■ **Records for processing**:

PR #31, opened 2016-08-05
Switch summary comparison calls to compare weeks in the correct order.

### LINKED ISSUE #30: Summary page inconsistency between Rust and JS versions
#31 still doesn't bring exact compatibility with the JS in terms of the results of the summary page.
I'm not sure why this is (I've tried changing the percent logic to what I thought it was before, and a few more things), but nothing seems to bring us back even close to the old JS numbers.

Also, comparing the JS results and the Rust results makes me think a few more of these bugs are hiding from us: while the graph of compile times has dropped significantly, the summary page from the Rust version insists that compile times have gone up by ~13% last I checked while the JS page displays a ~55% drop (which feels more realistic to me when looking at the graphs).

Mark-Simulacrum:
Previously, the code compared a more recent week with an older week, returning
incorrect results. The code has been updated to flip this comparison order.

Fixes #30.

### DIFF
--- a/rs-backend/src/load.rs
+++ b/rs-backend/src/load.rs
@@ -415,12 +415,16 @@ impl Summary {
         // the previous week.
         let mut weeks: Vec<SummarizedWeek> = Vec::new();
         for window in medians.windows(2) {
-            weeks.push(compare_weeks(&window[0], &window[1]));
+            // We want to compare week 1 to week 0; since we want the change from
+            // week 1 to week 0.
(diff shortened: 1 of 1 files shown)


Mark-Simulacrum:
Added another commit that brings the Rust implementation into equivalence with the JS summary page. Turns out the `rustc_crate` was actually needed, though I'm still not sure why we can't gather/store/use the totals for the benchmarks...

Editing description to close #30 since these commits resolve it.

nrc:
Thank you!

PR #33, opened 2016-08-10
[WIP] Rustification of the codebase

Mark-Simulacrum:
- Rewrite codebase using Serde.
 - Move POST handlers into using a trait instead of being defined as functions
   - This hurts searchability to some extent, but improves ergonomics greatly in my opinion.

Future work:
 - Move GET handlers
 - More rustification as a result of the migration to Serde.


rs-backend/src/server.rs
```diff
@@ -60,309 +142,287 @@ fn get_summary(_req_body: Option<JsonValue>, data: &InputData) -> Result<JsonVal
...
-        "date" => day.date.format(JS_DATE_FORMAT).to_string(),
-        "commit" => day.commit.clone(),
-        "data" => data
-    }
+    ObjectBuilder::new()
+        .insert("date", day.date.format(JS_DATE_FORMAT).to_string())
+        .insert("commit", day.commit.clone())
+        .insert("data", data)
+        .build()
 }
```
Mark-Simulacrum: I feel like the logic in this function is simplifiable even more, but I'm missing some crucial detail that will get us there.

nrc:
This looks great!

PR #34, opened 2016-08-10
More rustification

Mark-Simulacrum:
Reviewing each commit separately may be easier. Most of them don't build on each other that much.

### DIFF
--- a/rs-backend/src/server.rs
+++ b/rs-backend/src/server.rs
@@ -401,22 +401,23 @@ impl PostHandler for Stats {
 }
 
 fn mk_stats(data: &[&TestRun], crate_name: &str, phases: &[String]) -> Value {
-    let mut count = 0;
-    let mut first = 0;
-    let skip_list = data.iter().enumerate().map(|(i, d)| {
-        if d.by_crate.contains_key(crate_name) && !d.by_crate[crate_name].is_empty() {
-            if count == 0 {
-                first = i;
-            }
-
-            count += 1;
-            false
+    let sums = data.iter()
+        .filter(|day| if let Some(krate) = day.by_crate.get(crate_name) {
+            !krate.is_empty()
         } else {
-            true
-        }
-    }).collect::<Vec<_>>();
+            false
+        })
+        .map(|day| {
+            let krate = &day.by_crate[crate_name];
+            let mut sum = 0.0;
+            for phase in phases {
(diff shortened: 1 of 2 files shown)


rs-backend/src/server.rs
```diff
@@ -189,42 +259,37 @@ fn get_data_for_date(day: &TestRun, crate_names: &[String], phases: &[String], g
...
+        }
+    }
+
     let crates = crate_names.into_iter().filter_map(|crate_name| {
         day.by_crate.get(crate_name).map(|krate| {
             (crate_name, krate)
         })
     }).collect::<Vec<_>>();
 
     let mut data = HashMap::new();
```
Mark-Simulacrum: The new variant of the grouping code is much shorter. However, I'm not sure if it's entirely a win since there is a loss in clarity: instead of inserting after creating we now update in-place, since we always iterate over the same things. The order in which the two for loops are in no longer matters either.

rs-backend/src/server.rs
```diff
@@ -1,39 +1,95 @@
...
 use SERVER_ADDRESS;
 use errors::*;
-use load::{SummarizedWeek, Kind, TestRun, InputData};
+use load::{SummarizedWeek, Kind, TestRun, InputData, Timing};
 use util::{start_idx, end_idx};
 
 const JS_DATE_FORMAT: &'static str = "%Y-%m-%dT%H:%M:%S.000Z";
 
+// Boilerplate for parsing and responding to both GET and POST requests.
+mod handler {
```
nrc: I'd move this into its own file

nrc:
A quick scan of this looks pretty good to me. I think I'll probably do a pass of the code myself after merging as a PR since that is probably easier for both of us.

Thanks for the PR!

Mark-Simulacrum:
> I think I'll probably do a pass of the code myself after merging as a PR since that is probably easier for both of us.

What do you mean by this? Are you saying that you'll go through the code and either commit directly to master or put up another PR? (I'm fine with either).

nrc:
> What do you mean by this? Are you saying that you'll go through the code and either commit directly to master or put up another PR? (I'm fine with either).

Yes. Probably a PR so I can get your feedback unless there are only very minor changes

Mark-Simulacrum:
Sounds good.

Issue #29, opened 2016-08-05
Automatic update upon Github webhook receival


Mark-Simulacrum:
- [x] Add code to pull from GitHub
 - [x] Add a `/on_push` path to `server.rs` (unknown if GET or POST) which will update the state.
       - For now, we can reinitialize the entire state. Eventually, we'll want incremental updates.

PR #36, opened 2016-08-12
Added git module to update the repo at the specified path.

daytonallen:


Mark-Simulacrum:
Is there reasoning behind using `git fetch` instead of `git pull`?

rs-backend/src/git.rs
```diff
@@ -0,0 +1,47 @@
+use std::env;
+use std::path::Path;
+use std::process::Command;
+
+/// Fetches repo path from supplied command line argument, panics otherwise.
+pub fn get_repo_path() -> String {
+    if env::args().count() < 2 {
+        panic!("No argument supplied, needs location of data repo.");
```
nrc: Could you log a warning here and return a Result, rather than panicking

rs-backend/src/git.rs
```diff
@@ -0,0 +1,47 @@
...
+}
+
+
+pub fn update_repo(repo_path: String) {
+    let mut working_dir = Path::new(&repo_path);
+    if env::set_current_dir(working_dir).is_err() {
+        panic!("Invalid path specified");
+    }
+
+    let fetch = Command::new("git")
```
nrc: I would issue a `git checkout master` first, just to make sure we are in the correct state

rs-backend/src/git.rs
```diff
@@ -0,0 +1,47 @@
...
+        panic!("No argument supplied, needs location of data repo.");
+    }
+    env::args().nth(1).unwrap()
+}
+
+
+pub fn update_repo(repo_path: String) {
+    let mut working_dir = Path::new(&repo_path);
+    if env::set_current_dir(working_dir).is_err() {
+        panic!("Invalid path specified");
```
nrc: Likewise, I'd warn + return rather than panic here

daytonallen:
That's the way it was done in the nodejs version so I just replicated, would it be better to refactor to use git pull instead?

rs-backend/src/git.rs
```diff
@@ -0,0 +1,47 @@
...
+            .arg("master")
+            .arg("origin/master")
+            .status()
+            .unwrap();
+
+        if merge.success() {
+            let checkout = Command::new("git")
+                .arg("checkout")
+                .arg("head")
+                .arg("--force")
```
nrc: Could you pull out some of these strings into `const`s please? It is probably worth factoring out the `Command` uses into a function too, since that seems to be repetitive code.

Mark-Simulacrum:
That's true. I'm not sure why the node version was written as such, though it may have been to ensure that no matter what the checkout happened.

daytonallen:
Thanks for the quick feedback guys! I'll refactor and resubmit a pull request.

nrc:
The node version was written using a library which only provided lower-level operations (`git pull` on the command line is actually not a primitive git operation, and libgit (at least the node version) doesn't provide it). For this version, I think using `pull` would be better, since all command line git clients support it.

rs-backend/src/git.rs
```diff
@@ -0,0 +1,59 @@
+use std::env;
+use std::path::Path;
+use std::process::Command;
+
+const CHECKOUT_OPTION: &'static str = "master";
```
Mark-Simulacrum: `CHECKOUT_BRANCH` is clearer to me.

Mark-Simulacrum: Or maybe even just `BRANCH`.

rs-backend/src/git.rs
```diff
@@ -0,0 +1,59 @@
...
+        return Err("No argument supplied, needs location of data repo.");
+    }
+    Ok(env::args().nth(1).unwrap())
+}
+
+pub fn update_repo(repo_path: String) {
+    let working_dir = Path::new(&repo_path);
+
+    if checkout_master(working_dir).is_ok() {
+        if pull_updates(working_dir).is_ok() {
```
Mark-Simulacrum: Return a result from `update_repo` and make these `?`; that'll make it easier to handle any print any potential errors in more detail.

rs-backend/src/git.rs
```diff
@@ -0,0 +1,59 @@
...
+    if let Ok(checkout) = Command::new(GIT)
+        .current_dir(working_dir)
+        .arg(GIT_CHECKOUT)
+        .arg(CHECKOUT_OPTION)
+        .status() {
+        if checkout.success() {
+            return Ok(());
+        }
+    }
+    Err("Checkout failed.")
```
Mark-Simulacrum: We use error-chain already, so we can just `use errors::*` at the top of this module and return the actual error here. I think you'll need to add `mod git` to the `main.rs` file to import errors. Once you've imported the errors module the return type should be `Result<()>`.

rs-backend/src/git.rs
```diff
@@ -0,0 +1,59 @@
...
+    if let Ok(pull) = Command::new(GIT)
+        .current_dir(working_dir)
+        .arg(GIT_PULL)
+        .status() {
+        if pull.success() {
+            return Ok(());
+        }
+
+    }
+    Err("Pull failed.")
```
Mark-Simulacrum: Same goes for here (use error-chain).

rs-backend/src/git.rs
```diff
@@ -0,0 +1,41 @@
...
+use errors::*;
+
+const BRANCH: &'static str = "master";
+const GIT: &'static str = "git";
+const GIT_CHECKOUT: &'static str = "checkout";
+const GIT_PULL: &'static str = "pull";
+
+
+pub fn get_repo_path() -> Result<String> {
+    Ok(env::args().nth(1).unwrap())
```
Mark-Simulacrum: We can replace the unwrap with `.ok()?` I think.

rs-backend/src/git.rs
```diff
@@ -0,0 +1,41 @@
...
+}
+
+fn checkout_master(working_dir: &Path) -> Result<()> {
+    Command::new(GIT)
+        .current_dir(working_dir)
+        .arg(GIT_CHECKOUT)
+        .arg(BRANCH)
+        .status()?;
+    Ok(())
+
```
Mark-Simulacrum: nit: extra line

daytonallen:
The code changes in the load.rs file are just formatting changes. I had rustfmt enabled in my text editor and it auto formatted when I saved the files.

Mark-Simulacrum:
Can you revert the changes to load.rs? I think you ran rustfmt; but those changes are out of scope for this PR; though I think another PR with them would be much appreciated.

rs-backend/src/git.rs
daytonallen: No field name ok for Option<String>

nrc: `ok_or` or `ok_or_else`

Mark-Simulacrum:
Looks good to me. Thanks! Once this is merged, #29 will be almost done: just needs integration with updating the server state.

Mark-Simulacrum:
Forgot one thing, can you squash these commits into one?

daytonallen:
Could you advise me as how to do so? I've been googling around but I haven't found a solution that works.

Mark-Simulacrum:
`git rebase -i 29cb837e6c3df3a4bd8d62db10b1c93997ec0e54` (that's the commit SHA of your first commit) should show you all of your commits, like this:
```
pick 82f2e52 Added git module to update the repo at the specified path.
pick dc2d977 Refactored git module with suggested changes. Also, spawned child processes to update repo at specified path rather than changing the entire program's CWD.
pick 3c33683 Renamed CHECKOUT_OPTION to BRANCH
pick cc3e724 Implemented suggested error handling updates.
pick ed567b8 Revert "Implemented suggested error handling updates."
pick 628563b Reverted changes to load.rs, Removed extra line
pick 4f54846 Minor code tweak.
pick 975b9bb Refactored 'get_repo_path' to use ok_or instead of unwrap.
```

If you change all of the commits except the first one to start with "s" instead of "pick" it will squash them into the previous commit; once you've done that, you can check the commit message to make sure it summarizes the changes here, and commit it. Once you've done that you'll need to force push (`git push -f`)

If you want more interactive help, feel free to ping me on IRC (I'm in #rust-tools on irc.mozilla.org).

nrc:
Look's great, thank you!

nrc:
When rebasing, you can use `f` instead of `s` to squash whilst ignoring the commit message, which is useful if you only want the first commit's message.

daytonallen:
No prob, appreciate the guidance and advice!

■ **Problem**:
In the entries above, find every line with the word "Could" and list it.

■ **Answer space**:
nrc: Could you log a warning here and return a Result, rather than panicking
nrc: Could you pull out some of these strings into `const`s please? It is probably worth factoring out the `Command` uses into a function too, since that seems to be repetitive code.
Could you advise me as how to do so? I've been googling around but I haven't found a solution that works.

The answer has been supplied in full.